## Problem
The complete set of records below must be repeated precisely as given.

## Source information
○ ○ ○

PR #1931, opened 2022-09-08
Re-instate single precision model output

bartgol:
I reverted the revert of the single precision PR, and added fixes that remove the temporary arrays copies.

### DIFF
--- a/components/scream/src/share/io/scream_output_manager.cpp
+++ b/components/scream/src/share/io/scream_output_manager.cpp
@@ -146,16 +146,10 @@ setup (const ekat::Comm& io_comm, const ekat::ParameterList& params,
       if (has_restart_data && m_output_control.nsamples_since_last_write>0) {
         auto output_restart_filename = find_filename_in_rpointer(hist_restart_casename,false,m_io_comm,m_run_t0);
 
-        ekat::ParameterList res_params("Input Parameters");
-        res_params.set<std::string>("Filename",output_restart_filename);
-        AtmosphereInput output_restart (m_io_comm,res_params);
-
         // Also restart each stream
         for (auto stream : m_output_streams) {
           stream->restart(output_restart_filename);
         }
-
-        output_restart.finalize();
       }
     }
   }
@@ -215,16 +209,20 @@ void OutputManager::run(const util::TimeStamp& timestamp)
 
       // Register time as a variable.
       auto time_units="days since " + m_case_t0.get_date_string() + " " + m_case_t0.get_time_string();
-      register_variable(filename,"time","time",time_units,1,{"time"},  PIO_REAL,"time");
+      register_variable(filename,"time","time",time_units,1,{"time"}, scorpio::nctype("double"),"time");
 #ifdef SCREAM_HAS_LEAP_YEAR
       set_variable_metadata (filename,"time","calendar","gregorian");
 #else
       set_variable_metadata (filename,"time","calendar","noleap");
 #endif
 
+      std::string fp_precision = is_checkpoint_step
+                               ? "real"
+                               : m_params.get<std::string>("Floating Point Precision");
+
       // Make all output streams register their dims/vars
       for (auto& it : m_output_streams) {
-        it->setup_output_file(filename);
+        it->setup_output_file(filename,fp_precision);
       }
 
       // Set degree of freedom for "time"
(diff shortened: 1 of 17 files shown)


ambrad:
I recommend running PEM_Ln90.ne30pg2_ne30pg2.F2010-SCREAMv1 (or an equivalent create_newcase) on Summit without and with this PR to verify the current performance is unaffected. You could also do a third run with single-precision output to check the performance change in that case.

AaronDonahue:
@bartgol , two questions.  

Did you run the test that @ambrad suggested above?  If so, did it confirm that this PR doesn't noticeably slow down the run?

Looking at the commits, I don't see one where you remove the array copies that slowed things down in the first place.  Could you point me to that specific commit in the commit history.

Everything looks good, and I like the cleanup of not passing both the vec of dims and it's size when we don't need to.

ambrad:
> Did you run the test that @ambrad suggested above? If so, did it confirm that this PR doesn't noticeably slow down the run?

Thanks for the reminder; I meant to updated my request above but forgot. The dashboards are back to normal; in particular, ascent was back to normal the first time it reported after the original PR was reverted. So no need to check.

bartgol:
> Did you run the test that @ambrad suggested above? If so, did it confirm that this PR doesn't noticeably slow down the run?
I have, but the results are mixed, so I'm rerunning everything.

> Looking at the commits, I don't see one where you remove the array copies that slowed things down in the first place. Could you point me to that specific commit in the commit history.
[37bea2b51b2cee11a5c206c3f2e68e013e0a9b7c](https://github.com/E3SM-Project/scream/commit/37bea2b51b2cee11a5c206c3f2e68e013e0a9b7c)

ambrad:
@bartgol you might have better luck getting a good signal by looking at the CPL:RUN_LOOP and CPL_ATM_RUN timers in the timer summary files. Note also that if you're using a particular test to look, e.g., PEM_Ln90.ne30pg2_ne30pg2, you can make code changes and then `cd bld/cmake-bld; make -j8` and then `cd ../../; ./case.submit` to rerun a test w/o making a new test case.

components/scream/src/share/io/scream_output_manager.cpp
```diff
@@ -392,6 +392,12 @@ set_params (const ekat::ParameterList& params,
 
     m_output_file_specs.max_snapshots_in_file = m_params.get<int>("Max Snapshots Per File");
     m_casename = m_params.get<std::string>("Casename");
+
+    // Allow user to ask for higher precision for normal model output,
+    // but default to single to save on storage
```
AaronDonahue, line 397: Since this line still applies, why does this pass baseline comparison.  Shouldn't the new output all be SP?

AaronDonahue (commented):
Thanks @bartgol for showing me where the extra copy was removed.  I'm happy to approve this PR, although it is set to Automerge and has passed all tests, which is the source of one last question I have.

bartgol:
Ok, I ran a SMS test to be faster, and timers are roughly the same:

<table>
<tr>
	<td> timer
	<td> master
	<td> branch (DP)
	<td> branch (SP)
<tr>
	<td> CPL:RUN_LOOP
	<td> 49.137
	<td> 47.483
	<td> 48.600
<tr>
	<td> CPL:ATM_RUN
	<td> 46.838
	<td> 45.055
	<td> 46.161
</table>
where, of course, the output files are half the size. There is still a small uptick when going from DP to SP, but I doubt it has anything to do with our code. Perhaps the discrepancy between input-array/nc-file data types causes scorpio to do some extra work to do the conversion (I don't think that's the case though). However, I would have to run both cases a few more times to get a more reliable signal, since also other timers went up a couple of % points (e.g., LND_RUN). However, it is fair to say that the branch is unlikely to hinder master's performance.

components/scream/src/share/io/scream_output_manager.cpp
bartgol: Good question. I don't know.

bartgol: Perhaps cprnc casts everything to whatever the worst precision is. Or maybe it uses the precision of the 1st file (which happens to be from this PR)

bartgol: AH, indeed! Running cprnc with the files swapped causes the test to fail!

bartgol:
@AaronDonahue Given that tests _do_ diff (but cprnc is not called symmetrically by CIME), and that timers are roughly as in master, I believe we can merge this.

AaronDonahue:
@bartgol i saw your message on Slack. Interesting behavior. Thanks for manually confirming the diffs. I agree we can merge this now

AaronDonahue (approved):

PR #1936, opened 2022-09-12
Add cloning capability to AbstractGrid

bartgol:
Together with `reset_num_vertical_lev()`, one can use the `clone` method to create a grid object with a different number of levels (to be used, e.g., for I/O regridding).

### DIFF
--- a/components/scream/src/share/tests/grid_tests.cpp
+++ b/components/scream/src/share/tests/grid_tests.cpp
@@ -55,6 +55,9 @@ TEST_CASE("point_grid", "") {
   for (int i=0; i<grid->get_num_local_dofs(); ++i) {
     REQUIRE (deep_copy->get_dofs_gids_host()[i]==grid->get_dofs_gids_host()[i]);
   }
+
+  shallow_copy->reset_num_vertical_lev(4);
+  REQUIRE (shallow_copy->get_num_vertical_levels()==4);
 }
 
 TEST_CASE("se_grid", "") {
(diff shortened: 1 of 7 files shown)


components/scream/src/share/tests/grid_tests.cpp
```diff
@@ -46,6 +46,18 @@ TEST_CASE("point_grid", "") {
   auto layout = grid->get_2d_scalar_layout();
   REQUIRE(layout.tags().size() == 1);
   REQUIRE(layout.tag(0) == COL);
+
+  auto shallow_copy = grid->clone("shallow",true);
+  auto deep_copy    = grid->clone("shallow",false);
```
AaronDonahue, line 51: Maybe change the name to "deep"

components/scream/src/share/tests/grid_tests.cpp
```diff
@@ -77,6 +89,15 @@ TEST_CASE("se_grid", "") {
   const auto max_gid = se_grid->get_global_max_dof_gid();
   const auto min_gid = se_grid->get_global_min_dof_gid();
   REQUIRE( (max_gid-min_gid+1)==se_grid->get_num_global_dofs() );
+
+  auto shallow_copy = se_grid->clone("shallow",true);
+  auto deep_copy    = se_grid->clone("shallow",false);
```
AaronDonahue, line 94: Same here with grid name

AaronDonahue (commented):
Looks good to me. Just two minor comments, not crucial. I'll pause accepting now in case you want to make the changes, so we don't automerge

components/scream/src/share/tests/grid_tests.cpp
bartgol: Ah, classic copy-paste...

AaronDonahue (approved):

○ ○ ○

## Answer
PR #1931, opened 2022-09-08
Re-instate single precision model output

bartgol:
I reverted the revert of the single precision PR, and added fixes that remove the temporary arrays copies.

### DIFF
--- a/components/scream/src/share/io/scream_output_manager.cpp
+++ b/components/scream/src/share/io/scream_output_manager.cpp
@@ -146,16 +146,10 @@ setup (const ekat::Comm& io_comm, const ekat::ParameterList& params,
       if (has_restart_data && m_output_control.nsamples_since_last_write>0) {
         auto output_restart_filename = find_filename_in_rpointer(hist_restart_casename,false,m_io_comm,m_run_t0);
 
-        ekat::ParameterList res_params("Input Parameters");
-        res_params.set<std::string>("Filename",output_restart_filename);
-        AtmosphereInput output_restart (m_io_comm,res_params);
-
         // Also restart each stream
         for (auto stream : m_output_streams) {
           stream->restart(output_restart_filename);
         }
-
-        output_restart.finalize();
       }
     }
   }
@@ -215,16 +209,20 @@ void OutputManager::run(const util::TimeStamp& timestamp)
 
       // Register time as a variable.
       auto time_units="days since " + m_case_t0.get_date_string() + " " + m_case_t0.get_time_string();
-      register_variable(filename,"time","time",time_units,1,{"time"},  PIO_REAL,"time");
+      register_variable(filename,"time","time",time_units,1,{"time"}, scorpio::nctype("double"),"time");
 #ifdef SCREAM_HAS_LEAP_YEAR
       set_variable_metadata (filename,"time","calendar","gregorian");
 #else
       set_variable_metadata (filename,"time","calendar","noleap");
 #endif
 
+      std::string fp_precision = is_checkpoint_step
+                               ? "real"
+                               : m_params.get<std::string>("Floating Point Precision");
+
       // Make all output streams register their dims/vars
       for (auto& it : m_output_streams) {
-        it->setup_output_file(filename);
+        it->setup_output_file(filename,fp_precision);
       }
 
       // Set degree of freedom for "time"
(diff shortened: 1 of 17 files shown)


ambrad:
I recommend running PEM_Ln90.ne30pg2_ne30pg2.F2010-SCREAMv1 (or an equivalent create_newcase) on Summit without and with this PR to verify the current performance is unaffected. You could also do a third run with single-precision output to check the performance change in that case.

AaronDonahue:
@bartgol , two questions.  

Did you run the test that @ambrad suggested above?  If so, did it confirm that this PR doesn't noticeably slow down the run?

Looking at the commits, I don't see one where you remove the array copies that slowed things down in the first place.  Could you point me to that specific commit in the commit history.

Everything looks good, and I like the cleanup of not passing both the vec of dims and it's size when we don't need to.

ambrad:
> Did you run the test that @ambrad suggested above? If so, did it confirm that this PR doesn't noticeably slow down the run?

Thanks for the reminder; I meant to updated my request above but forgot. The dashboards are back to normal; in particular, ascent was back to normal the first time it reported after the original PR was reverted. So no need to check.

bartgol:
> Did you run the test that @ambrad suggested above? If so, did it confirm that this PR doesn't noticeably slow down the run?
I have, but the results are mixed, so I'm rerunning everything.

> Looking at the commits, I don't see one where you remove the array copies that slowed things down in the first place. Could you point me to that specific commit in the commit history.
[37bea2b51b2cee11a5c206c3f2e68e013e0a9b7c](https://github.com/E3SM-Project/scream/commit/37bea2b51b2cee11a5c206c3f2e68e013e0a9b7c)

ambrad:
@bartgol you might have better luck getting a good signal by looking at the CPL:RUN_LOOP and CPL_ATM_RUN timers in the timer summary files. Note also that if you're using a particular test to look, e.g., PEM_Ln90.ne30pg2_ne30pg2, you can make code changes and then `cd bld/cmake-bld; make -j8` and then `cd ../../; ./case.submit` to rerun a test w/o making a new test case.

components/scream/src/share/io/scream_output_manager.cpp
```diff
@@ -392,6 +392,12 @@ set_params (const ekat::ParameterList& params,
 
     m_output_file_specs.max_snapshots_in_file = m_params.get<int>("Max Snapshots Per File");
     m_casename = m_params.get<std::string>("Casename");
+
+    // Allow user to ask for higher precision for normal model output,
+    // but default to single to save on storage
```
AaronDonahue, line 397: Since this line still applies, why does this pass baseline comparison.  Shouldn't the new output all be SP?

AaronDonahue (commented):
Thanks @bartgol for showing me where the extra copy was removed.  I'm happy to approve this PR, although it is set to Automerge and has passed all tests, which is the source of one last question I have.

bartgol:
Ok, I ran a SMS test to be faster, and timers are roughly the same:

<table>
<tr>
	<td> timer
	<td> master
	<td> branch (DP)
	<td> branch (SP)
<tr>
	<td> CPL:RUN_LOOP
	<td> 49.137
	<td> 47.483
	<td> 48.600
<tr>
	<td> CPL:ATM_RUN
	<td> 46.838
	<td> 45.055
	<td> 46.161
</table>
where, of course, the output files are half the size. There is still a small uptick when going from DP to SP, but I doubt it has anything to do with our code. Perhaps the discrepancy between input-array/nc-file data types causes scorpio to do some extra work to do the conversion (I don't think that's the case though). However, I would have to run both cases a few more times to get a more reliable signal, since also other timers went up a couple of % points (e.g., LND_RUN). However, it is fair to say that the branch is unlikely to hinder master's performance.

components/scream/src/share/io/scream_output_manager.cpp
bartgol: Good question. I don't know.

bartgol: Perhaps cprnc casts everything to whatever the worst precision is. Or maybe it uses the precision of the 1st file (which happens to be from this PR)

bartgol: AH, indeed! Running cprnc with the files swapped causes the test to fail!

bartgol:
@AaronDonahue Given that tests _do_ diff (but cprnc is not called symmetrically by CIME), and that timers are roughly as in master, I believe we can merge this.

AaronDonahue:
@bartgol i saw your message on Slack. Interesting behavior. Thanks for manually confirming the diffs. I agree we can merge this now

AaronDonahue (approved):

PR #1936, opened 2022-09-12
Add cloning capability to AbstractGrid

bartgol:
Together with `reset_num_vertical_lev()`, one can use the `clone` method to create a grid object with a different number of levels (to be used, e.g., for I/O regridding).

### DIFF
--- a/components/scream/src/share/tests/grid_tests.cpp
+++ b/components/scream/src/share/tests/grid_tests.cpp
@@ -55,6 +55,9 @@ TEST_CASE("point_grid", "") {
   for (int i=0; i<grid->get_num_local_dofs(); ++i) {
     REQUIRE (deep_copy->get_dofs_gids_host()[i]==grid->get_dofs_gids_host()[i]);
   }
+
+  shallow_copy->reset_num_vertical_lev(4);
+  REQUIRE (shallow_copy->get_num_vertical_levels()==4);
 }
 
 TEST_CASE("se_grid", "") {
(diff shortened: 1 of 7 files shown)


components/scream/src/share/tests/grid_tests.cpp
```diff
@@ -46,6 +46,18 @@ TEST_CASE("point_grid", "") {
   auto layout = grid->get_2d_scalar_layout();
   REQUIRE(layout.tags().size() == 1);
   REQUIRE(layout.tag(0) == COL);
+
+  auto shallow_copy = grid->clone("shallow",true);
+  auto deep_copy    = grid->clone("shallow",false);
```
AaronDonahue, line 51: Maybe change the name to "deep"

components/scream/src/share/tests/grid_tests.cpp
```diff
@@ -77,6 +89,15 @@ TEST_CASE("se_grid", "") {
   const auto max_gid = se_grid->get_global_max_dof_gid();
   const auto min_gid = se_grid->get_global_min_dof_gid();
   REQUIRE( (max_gid-min_gid+1)==se_grid->get_num_global_dofs() );
+
+  auto shallow_copy = se_grid->clone("shallow",true);
+  auto deep_copy    = se_grid->clone("shallow",false);
```
AaronDonahue, line 94: Same here with grid name

AaronDonahue (commented):
Looks good to me. Just two minor comments, not crucial. I'll pause accepting now in case you want to make the changes, so we don't automerge

components/scream/src/share/tests/grid_tests.cpp
bartgol: Ah, classic copy-paste...

AaronDonahue (approved):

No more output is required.